» Work required:
Search the data below for the word "using" and report how many lines contain it. Nothing but the number is needed.

*** Task data

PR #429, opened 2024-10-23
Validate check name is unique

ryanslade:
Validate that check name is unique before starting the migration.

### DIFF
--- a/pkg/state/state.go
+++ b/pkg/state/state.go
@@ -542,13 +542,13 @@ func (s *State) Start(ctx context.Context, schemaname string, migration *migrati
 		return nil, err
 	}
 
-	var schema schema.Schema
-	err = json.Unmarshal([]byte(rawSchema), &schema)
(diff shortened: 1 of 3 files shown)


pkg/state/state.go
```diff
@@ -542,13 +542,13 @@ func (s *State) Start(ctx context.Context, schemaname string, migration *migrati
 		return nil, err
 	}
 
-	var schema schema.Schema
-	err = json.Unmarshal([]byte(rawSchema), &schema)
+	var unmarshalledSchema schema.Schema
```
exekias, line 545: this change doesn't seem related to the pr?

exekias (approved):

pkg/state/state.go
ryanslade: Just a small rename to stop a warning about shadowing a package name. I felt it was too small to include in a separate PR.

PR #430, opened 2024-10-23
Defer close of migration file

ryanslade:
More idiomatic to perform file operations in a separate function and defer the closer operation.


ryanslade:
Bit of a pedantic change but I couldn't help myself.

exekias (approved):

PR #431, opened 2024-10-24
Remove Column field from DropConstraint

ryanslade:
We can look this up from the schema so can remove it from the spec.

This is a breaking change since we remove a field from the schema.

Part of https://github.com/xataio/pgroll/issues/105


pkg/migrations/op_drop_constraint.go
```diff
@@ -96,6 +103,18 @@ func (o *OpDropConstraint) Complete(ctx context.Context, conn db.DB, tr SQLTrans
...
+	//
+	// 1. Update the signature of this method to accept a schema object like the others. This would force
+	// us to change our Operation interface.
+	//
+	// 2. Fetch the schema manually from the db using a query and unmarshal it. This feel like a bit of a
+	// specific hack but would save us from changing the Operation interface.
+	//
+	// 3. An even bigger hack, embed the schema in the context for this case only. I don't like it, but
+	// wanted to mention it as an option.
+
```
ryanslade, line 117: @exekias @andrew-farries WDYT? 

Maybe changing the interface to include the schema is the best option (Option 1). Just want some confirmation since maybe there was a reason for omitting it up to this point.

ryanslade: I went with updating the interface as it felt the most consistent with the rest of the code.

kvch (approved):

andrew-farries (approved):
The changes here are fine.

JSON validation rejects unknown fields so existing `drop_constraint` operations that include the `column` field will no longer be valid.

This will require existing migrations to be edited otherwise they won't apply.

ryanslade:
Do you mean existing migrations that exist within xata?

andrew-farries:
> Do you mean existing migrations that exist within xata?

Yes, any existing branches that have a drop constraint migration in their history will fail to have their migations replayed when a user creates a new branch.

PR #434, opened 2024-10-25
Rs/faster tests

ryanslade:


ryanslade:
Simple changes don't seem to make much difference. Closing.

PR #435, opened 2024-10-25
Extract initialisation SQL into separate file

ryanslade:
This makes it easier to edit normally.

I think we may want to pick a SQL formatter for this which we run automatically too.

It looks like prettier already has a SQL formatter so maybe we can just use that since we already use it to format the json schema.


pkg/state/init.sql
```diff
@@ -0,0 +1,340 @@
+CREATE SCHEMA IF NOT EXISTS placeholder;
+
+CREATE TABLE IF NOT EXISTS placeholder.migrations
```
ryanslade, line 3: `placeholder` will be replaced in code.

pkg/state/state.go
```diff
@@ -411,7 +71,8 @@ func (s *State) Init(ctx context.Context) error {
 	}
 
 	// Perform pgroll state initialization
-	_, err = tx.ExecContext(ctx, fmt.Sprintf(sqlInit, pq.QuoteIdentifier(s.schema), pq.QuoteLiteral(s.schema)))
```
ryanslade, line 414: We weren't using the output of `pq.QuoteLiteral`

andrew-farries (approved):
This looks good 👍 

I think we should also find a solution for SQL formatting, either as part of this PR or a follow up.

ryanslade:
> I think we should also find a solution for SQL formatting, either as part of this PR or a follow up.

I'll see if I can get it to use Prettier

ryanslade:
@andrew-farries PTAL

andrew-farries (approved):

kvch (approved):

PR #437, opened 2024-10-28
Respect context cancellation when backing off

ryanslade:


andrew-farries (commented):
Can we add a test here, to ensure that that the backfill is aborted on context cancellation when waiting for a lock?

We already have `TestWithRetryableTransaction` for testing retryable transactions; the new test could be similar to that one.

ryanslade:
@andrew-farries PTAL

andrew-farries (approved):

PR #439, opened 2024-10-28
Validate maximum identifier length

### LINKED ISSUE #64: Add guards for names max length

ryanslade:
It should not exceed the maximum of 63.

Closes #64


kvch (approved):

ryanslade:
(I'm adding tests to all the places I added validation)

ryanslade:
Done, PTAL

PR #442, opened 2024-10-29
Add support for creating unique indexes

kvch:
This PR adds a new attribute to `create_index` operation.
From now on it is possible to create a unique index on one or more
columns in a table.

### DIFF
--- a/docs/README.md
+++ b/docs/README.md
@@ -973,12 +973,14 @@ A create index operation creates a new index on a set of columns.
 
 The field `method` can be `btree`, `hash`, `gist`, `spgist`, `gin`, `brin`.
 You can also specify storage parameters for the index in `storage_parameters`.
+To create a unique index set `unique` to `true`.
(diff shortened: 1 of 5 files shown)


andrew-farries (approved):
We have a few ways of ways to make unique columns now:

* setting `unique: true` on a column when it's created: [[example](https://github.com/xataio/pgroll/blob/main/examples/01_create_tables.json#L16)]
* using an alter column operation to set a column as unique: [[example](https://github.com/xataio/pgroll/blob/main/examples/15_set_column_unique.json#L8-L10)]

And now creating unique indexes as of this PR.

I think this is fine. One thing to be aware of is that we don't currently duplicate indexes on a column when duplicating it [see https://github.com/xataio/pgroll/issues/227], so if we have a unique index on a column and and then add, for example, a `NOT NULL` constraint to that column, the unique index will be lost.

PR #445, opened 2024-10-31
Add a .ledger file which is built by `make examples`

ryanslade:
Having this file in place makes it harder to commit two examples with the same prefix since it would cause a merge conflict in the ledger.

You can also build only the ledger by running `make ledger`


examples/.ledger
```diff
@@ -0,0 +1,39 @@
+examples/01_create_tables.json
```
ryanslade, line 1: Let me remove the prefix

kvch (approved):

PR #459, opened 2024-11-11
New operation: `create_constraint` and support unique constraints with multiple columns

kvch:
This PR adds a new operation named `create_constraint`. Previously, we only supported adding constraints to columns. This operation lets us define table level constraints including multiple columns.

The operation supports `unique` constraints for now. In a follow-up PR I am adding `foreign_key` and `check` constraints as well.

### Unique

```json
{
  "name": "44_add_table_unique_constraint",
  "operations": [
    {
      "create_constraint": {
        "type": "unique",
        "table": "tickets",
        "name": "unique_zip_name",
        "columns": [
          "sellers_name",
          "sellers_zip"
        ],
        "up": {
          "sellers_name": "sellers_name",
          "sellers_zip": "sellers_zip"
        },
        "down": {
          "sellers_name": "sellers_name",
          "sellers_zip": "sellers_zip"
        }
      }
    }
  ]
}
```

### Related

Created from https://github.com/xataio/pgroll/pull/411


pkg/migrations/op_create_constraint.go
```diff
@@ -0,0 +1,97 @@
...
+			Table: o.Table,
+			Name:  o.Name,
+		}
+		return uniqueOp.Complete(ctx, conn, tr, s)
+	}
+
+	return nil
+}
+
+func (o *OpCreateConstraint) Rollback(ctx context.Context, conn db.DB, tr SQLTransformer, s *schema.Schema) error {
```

******
*** Task data

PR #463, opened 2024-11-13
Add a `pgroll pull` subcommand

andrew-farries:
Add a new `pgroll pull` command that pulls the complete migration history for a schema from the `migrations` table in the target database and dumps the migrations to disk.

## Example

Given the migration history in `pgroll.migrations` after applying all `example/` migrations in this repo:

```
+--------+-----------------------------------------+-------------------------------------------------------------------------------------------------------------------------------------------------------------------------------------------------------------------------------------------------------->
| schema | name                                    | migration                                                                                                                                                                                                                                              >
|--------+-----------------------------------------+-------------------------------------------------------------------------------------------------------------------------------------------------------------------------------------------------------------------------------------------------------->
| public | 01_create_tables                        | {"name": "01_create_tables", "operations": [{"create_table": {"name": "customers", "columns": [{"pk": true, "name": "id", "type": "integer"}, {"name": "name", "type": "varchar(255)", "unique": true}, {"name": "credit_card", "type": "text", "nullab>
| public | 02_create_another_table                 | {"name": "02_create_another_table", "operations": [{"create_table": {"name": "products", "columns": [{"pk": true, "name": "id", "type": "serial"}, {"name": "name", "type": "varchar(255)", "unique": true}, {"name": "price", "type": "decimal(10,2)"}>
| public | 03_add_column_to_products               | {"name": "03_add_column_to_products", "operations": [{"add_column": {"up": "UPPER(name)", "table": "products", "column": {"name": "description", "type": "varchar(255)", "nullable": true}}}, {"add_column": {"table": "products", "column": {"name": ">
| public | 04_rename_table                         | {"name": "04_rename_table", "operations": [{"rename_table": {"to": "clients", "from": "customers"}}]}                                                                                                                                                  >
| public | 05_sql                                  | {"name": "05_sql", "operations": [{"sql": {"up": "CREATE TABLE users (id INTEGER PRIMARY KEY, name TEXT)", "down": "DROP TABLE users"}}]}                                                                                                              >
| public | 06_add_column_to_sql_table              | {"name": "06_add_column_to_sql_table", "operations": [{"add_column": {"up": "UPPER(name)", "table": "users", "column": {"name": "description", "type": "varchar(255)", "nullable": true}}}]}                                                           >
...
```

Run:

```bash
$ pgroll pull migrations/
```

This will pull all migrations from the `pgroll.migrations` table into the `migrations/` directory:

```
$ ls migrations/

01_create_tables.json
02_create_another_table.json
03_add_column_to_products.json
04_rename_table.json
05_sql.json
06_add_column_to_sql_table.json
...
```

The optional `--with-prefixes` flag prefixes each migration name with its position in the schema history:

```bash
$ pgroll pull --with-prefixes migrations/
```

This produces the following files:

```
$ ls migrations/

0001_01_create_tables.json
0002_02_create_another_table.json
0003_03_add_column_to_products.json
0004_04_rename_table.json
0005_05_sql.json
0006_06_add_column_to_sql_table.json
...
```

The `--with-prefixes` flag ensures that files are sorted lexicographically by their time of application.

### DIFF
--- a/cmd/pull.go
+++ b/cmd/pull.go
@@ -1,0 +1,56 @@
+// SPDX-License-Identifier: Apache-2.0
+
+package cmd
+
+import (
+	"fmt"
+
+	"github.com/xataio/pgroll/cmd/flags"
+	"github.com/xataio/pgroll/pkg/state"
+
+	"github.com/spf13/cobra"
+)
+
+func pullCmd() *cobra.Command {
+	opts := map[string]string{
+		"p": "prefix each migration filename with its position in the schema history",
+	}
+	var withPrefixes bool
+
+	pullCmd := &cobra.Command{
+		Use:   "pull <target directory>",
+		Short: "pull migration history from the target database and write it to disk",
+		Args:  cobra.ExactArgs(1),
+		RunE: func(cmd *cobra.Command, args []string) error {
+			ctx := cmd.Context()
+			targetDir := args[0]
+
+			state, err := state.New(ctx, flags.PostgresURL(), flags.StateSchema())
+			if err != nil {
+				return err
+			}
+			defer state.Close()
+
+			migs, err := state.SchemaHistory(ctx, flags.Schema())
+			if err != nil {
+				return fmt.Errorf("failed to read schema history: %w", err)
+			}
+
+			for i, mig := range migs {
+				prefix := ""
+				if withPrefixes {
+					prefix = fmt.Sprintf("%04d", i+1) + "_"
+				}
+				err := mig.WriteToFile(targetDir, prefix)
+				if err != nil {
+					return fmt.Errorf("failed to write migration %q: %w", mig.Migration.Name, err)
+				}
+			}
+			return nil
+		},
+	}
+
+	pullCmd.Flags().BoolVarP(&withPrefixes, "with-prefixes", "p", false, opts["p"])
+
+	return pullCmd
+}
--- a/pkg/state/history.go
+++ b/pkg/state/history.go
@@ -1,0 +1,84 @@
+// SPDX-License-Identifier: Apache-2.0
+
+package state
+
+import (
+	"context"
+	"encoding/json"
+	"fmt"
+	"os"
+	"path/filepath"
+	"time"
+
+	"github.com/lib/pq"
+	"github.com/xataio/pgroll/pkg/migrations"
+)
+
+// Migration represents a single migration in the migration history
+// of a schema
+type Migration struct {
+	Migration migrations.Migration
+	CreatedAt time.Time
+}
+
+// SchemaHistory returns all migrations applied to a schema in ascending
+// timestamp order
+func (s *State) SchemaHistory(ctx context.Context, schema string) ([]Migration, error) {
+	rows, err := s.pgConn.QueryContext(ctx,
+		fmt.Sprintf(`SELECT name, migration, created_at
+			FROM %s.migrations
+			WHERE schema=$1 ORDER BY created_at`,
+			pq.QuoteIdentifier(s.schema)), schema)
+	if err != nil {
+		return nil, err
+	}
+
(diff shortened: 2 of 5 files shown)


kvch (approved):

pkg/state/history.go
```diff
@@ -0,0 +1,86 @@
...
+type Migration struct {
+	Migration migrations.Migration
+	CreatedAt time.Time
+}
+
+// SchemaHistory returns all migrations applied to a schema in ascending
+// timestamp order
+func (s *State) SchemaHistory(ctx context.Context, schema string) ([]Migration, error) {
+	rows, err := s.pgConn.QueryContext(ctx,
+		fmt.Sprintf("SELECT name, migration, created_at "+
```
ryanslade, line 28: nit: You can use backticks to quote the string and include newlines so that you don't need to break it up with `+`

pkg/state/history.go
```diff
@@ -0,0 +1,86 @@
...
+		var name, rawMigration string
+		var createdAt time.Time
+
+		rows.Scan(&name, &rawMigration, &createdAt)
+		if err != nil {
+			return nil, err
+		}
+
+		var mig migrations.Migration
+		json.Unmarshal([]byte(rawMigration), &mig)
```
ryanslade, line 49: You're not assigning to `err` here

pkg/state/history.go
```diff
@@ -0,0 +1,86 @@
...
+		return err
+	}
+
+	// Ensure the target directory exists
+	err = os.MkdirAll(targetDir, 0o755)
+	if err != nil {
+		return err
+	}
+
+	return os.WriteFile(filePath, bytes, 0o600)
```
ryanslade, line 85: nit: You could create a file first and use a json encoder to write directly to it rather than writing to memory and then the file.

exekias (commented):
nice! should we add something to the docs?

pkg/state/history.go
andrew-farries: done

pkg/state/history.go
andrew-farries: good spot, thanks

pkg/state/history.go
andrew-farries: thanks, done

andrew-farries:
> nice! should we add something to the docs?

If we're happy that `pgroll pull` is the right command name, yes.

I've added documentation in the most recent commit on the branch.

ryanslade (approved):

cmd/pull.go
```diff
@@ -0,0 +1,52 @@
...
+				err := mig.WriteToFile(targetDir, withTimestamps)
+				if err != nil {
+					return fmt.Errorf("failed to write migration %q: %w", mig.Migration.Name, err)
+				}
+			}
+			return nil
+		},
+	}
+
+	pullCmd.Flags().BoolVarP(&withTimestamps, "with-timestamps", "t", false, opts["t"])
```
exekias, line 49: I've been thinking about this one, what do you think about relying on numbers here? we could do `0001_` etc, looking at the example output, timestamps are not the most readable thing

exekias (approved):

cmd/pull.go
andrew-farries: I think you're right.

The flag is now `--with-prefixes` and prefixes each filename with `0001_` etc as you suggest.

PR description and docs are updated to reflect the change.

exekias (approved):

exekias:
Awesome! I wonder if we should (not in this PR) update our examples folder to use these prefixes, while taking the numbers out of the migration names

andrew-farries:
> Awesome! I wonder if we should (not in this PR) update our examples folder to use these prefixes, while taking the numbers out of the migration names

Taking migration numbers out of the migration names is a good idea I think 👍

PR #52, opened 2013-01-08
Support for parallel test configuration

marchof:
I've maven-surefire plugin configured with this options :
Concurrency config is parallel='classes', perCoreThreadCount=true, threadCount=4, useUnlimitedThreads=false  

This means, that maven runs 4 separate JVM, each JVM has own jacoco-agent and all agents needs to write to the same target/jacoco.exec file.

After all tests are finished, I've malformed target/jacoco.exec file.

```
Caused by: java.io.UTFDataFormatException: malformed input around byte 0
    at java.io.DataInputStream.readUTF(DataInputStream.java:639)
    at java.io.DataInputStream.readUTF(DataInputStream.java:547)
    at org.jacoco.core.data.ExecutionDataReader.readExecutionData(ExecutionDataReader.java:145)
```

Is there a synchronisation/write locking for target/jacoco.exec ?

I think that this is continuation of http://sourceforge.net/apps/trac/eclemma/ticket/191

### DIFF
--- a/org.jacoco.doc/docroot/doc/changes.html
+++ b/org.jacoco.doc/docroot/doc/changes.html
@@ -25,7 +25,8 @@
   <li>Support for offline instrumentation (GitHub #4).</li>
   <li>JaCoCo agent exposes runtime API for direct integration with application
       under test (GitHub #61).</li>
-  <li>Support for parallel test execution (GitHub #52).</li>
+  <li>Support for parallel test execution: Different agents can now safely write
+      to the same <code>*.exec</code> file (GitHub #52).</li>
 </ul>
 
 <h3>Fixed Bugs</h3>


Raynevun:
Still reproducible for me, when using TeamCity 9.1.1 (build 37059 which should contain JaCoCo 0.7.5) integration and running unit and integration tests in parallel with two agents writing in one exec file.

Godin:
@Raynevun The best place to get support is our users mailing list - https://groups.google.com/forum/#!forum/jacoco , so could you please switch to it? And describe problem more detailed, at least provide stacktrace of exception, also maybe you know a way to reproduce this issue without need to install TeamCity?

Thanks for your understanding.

******

» Result of the task:
4